Cardiovascular diseases and cognitive impairment are frequent and increasingly prevalent, especially in older patients and patients with end-stage renal disease (ESRD) [1-4]. Both chronic kidney disease, especially ESRD, and cardiovascular diseases have been identified as independent risk factors for the development of microvascular damage and cerebral small vessel disease, which can lead to structural cerebrovascular changes and cognitive impairment [5-9]. It is, however, unknown how cardiovascular structure and function associates with brain structure and function in older patients with ESRD.

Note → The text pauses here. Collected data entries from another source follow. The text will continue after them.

PR #61, opened 2021-08-10
Use public key value as a default serial number

jpastuszek:
Firefox will complain if the same serial number (defaults to 42) is used with different certificate. This happens if you regenerate the certificate. This patch uses value of the public key (first 8 bytes) as the value for the serial number. This way every certificate will get unique serial number.

### DIFF
--- a/src/lib.rs
+++ b/src/lib.rs
@@ -722,7 +722,10 @@ impl CertificateParams {
 				writer.write_u8(2);
 			});
 			// Write serialNumber
-			let serial = self.serial_number.unwrap_or(42);
+			let serial = self.serial_number.unwrap_or_else(|| {
+				let bytes: [u8; 8] = pub_key.raw_bytes()[0..8].try_into().unwrap();
+				u64::from_le_bytes(bytes)
+			});
 			writer.next().write_u64(serial);
 			// Write signature
 			ca.params.alg.write_alg_ident(writer.next());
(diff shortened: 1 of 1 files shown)


est31:
Oh that's unfortunate. I'm not sure if the first 8 bytes of public keys are different enough from each other. Maybe use the first 8 bytes of the sha256 of the public key instead? Also, could you please use tabs for indentation? This project uses tabs.

est31:
Lastly, I'd love a comment explaining the situation.

jpastuszek:
OK, I have fixed the tabs.

jpastuszek:
I have written simple program (https://github.com/jpastuszek/post-me) that sets up a web server and prints QR code with local address of that server. You scan it with your phone and point a browser to that address. You can then put data in the form and post it to the server - it will be printed to standard output.
So in order to make it encrypted I wanted to add TLS. With self-signed certs I would get encryption but no protection for man-in-the-middle attacks which should be acceptable for local networks. 

I want the program to be run with zero setup and with no state stored on the device so it generates new certificate at start.

The problem is that if you accept a self signed certificate in Firefox (I did not test with Chrome) it will remember it. So next time you start the post-me program Firefox fill complain that it already has a certificate remembered for this given domain (local network IP in this case) and serial number, but it has different public key (as it was freshly generated) and won't let me in (no way to go past this). So the serial number needs to be unique for each generated certificate for it to work.

I think that this is a general problem as the serial number should be always unique; sure we can't guarantee that with just 64bits by choosing a random number but as a default it should be much better than using one number (42) as you only get 1/2^64 chance of getting duplicate on second run vs 100%.

jpastuszek:
I have added the hashing of the whole public key to ensure good randomness.

est31 (approved):
Thanks!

In ESRD nephrogenic factors as uremic toxins, anaemia and inflammation, are potential underlying mechanisms for the development of cerebrovascular changes and cognitive impairment [9]. Furthermore, cardiovascular risk factors can lead to microvascular damage in both the brain and kidney [9, 10]. The association between cardiovascular structure and function with both cerebrovascular changes and cognitive impairment can be divided into two possible mechanisms in the general population, namely increased arterial stiffness and impaired systolic heart function. Arterial stiffness can cause microvascular damage in the brain due to an increased impact of pulsatility on the microvasculature, which possibly alters brain structure or cognitive functioning [11-13]. Furthermore, impaired systolic heart function could cause cerebral ischemia because of hypoperfusion in the brain due to decreased cardiac output [14-17]. To what extent an altered cardiac structure and function play a role in cerebrovascular changes and cognitive impairment in older patients with ESRD remains unclear.

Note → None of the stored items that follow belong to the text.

PR #70, opened 2022-01-04
Implement TryForm<Vec<u8>> for KeyPair struct

prx0:
Hello!

I've implemented TryForm<Vec<u8>> trait for KeyPair to be able to call try_from on a Vec<u8>, avoid to create a new Vec<u8> from a slice of u8.
I also refactor the logic the get the kind and algorithm used for the serialized DER for TryForm trait.

### DIFF
--- a/src/lib.rs
+++ b/src/lib.rs
@@ -1448,6 +1448,28 @@ impl KeyPair {
 			serialized_der : pkcs8_vec,
 		})
 	}
+
+    fn from_raw(pkcs8: &[u8]) -> Result<(KeyPairKind, &'static SignatureAlgorithm), RcgenError> {
+        Ed25519KeyPair::from_pkcs8_maybe_unchecked(pkcs8)
+            .map(|edkp| (KeyPairKind::Ed(edkp), &PKCS_ED25519))
+            .or_else(|_| {
+                EcdsaKeyPair::from_pkcs8(&signature::ECDSA_P256_SHA256_ASN1_SIGNING, pkcs8)
+                    .map(|eckp| (KeyPairKind::Ec(eckp), &PKCS_ECDSA_P256_SHA256))
+            })
+            .or_else(|_| {
+                EcdsaKeyPair::from_pkcs8(&signature::ECDSA_P384_SHA384_ASN1_SIGNING, pkcs8)
+                    .map(|eckp| (KeyPairKind::Ec(eckp), &PKCS_ECDSA_P384_SHA384))
+            })
+            .or_else(|_| {
+                RsaKeyPair::from_pkcs8(pkcs8).map(|rsakp| {
+                    (
+                        KeyPairKind::Rsa(rsakp, &signature::RSA_PKCS1_SHA256),
+                        &PKCS_RSA_SHA256,
+                    )
+                })
+            })
+            .map_err(|_| RcgenError::CouldNotParseKeyPair)
+    }
 }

Figure 1 shows the hypothesis of the current study as well as the potential underlying mechanisms. The aim of this study was to investigate the association of cardiovascular structure and function with cerebrovascular changes and cognitive function in older patients with ESRD.

Figure 1

The heart-kidney-brain axis. Hypothesis of the current study and the potential underlying pathophysiological mechanisms in the heart-kidney-brain axis.

RESULTS

Of the 157 patients included in the ‘The Cognitive decline in Older Patients with End stage renal disease’ (COPE) study, cardiac magnetic resonance imaging (MRI) scans were available for 85 participants, see the flowchart in Figure 2. Baseline characteristics of all patients are shown in Table 1. Mean±standard deviation (SD) of age was 75.6±6.9years and 56 (66%) patients were male. Mean±SD eGFR at time of inclusion was 15.8±4.2ml/min/1.73m2. The origin of primary kidney disease was non-vascular in 36% and vascular (mainly diabetes and hypertension) in 64% of all patients. Median [interquartile range (IQR)] pulse wave velocity (PWV) was 9.6m/s [7.8-13.0], ejection fraction (EF) 62% [51-66] and cardiac index (CI) 2.5l/min/m2 [2.1-3.0]. Global cognition in the total population was not impaired, measured by the MMSE with median [IQR] 28 [27-30] out of 30 points and also clock drawing with a median [IQR] of 12 [11-13]. Differences in baseline characteristics for each subgroup of PWV, EF and CI are shown in Supplementary Tables 1–3.

Figure 2

Flowchart study population. Inclusion and exclusion criteria of the COPE (The Cognitive decline in Older Patients with End stage renal disease) study.

Table 1

Baseline characteristics total population (n=85).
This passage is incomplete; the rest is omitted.